個人が特定されない表現ならどこのだれかはわからないだろう。
「当たり障りのないことしか話せないよ。顧客はさまざま。専業主婦もいれば、一人でてんてこ舞いしているシングルファーザーもいるし」
「みんな、いろいろ大変だよね。でも、頼める人は恵まれてるんだよね」
「まあね、お金がかかるからね」
沙奈は身を乗り出して聞いている。コーヒーを持つ手が止まっている。かなり興味があったんだな。
「最近始めたところでは娘二人がいる家もあった」
「へえ、美人?」
「顔は……あまり気にしてなかったからわからないな」
「へえ、本当?」
「普通かな」
「ふ~ん」
結構美人な姉妹だった。それは言わないことにした。
「そのバイトって、今後に役立ちそうなの?」
「それは続けてみないとわからないな。ただ、少なくとも接客の仕方とか、家事の仕方は上達しそうだ。家事代行といっても、かなり仕事の幅は広いんだ」
「へえ、そうなの」
「ところで、そっちが働いてる文具店はどう?」
「ずっと立ちっぱなしだし、腕は疲れるし、接客業といっても直接いろんな話をするわけじゃないけど、それほど忙しくないのがいいところ。

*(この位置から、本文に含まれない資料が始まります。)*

PR #854, opened 2022-04-26
CORE-1379 *Prog to records

erer1243:
Committed just position -> record syntax changes. Want to run these names by you before I finish changing all the references to them. Otherwise I might have to repeat a bunch of work.. :P

### DIFF
--- a/hs/src/Reach/AST/PL.hs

いろいろな文房具があって目が喜ぶわ」
「へえ、そっか」
こちらのほうが将来役に立ちそうだな。ちょっとだけ自分のほうが得をしている気分だ。今のところ問題なくやっていけているし、仕事はそれなりに楽しい。人とコミュニケーションをとるのは自分に向いているな、と思い始めていたところだ。
コーヒーの香りに癒されて、いい休憩になった。
おっと、今度はバイトを紹介してくれた大学の友人相馬からメールが来ている。
「どうだった、新しい家は? 仕事は?」
姉妹の家のことだ。
「感じのいい人たちだった。仕事はうまくいった」
と返事をした。すると、すぐに返信が来た。
「そうか、よろしく頼むな。あのお姉さん、ちょっと口うるさいかもしれないから、気になってたんだけどうまくいきそうならよかった」
へえ、そうだったのか。気をつけなきゃと気持ちを引き締めた。
一度きりで、二度と仕事が来ない家もあるという。仕事ぶりが気に入られなかったり、必要ないと判断されたらそうなるだろうから、そこは割り切って考えていた。どのくらいの頻度で仕事が入るかも相手次第のこの仕事、あまりあてにしないで構えていたところ、来週も予約が入っているとメールが来た。

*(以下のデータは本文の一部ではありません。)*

Issue #856, opened 2022-04-26
[Suggestion] expose signTxns on window.algorand (or some workaround to access it)


grzracz:
It's needed to access TX signature without actually sending it to chain

DanBurton:
I believe the workaround you're looking for is something like:

```
const w = reach.walletFallback({
  providerEnv: 'TestNet',
  MyAlgoConnect,
});
w.signTxns(txns);
```

jeapostrophe:
We believe that does not exist because our fallback only implements signAndPostTxns but could easily implement that... or am I wrong?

どうやら姉妹には気に入ってもらえたようだが、仕事の予約を母親ではなく姉が入れているという。不思議な気がするが、母親に変わって姉がしているのかもしれないからまあ気にしないことにしよう。
メールをチェックしているのが気になり沙奈が訊いた。
「仕事のメールが来てるの?」
「そうなんだ。次の仕事の連絡、メールで来るんで、こまめにチェックしないと」
「次の仕事も入ってるんだ?」
「そう、来週末も入ってる」
「頑張ってね。それから、またお茶しようね」
沙奈はえくぼをみせ、微笑んだ。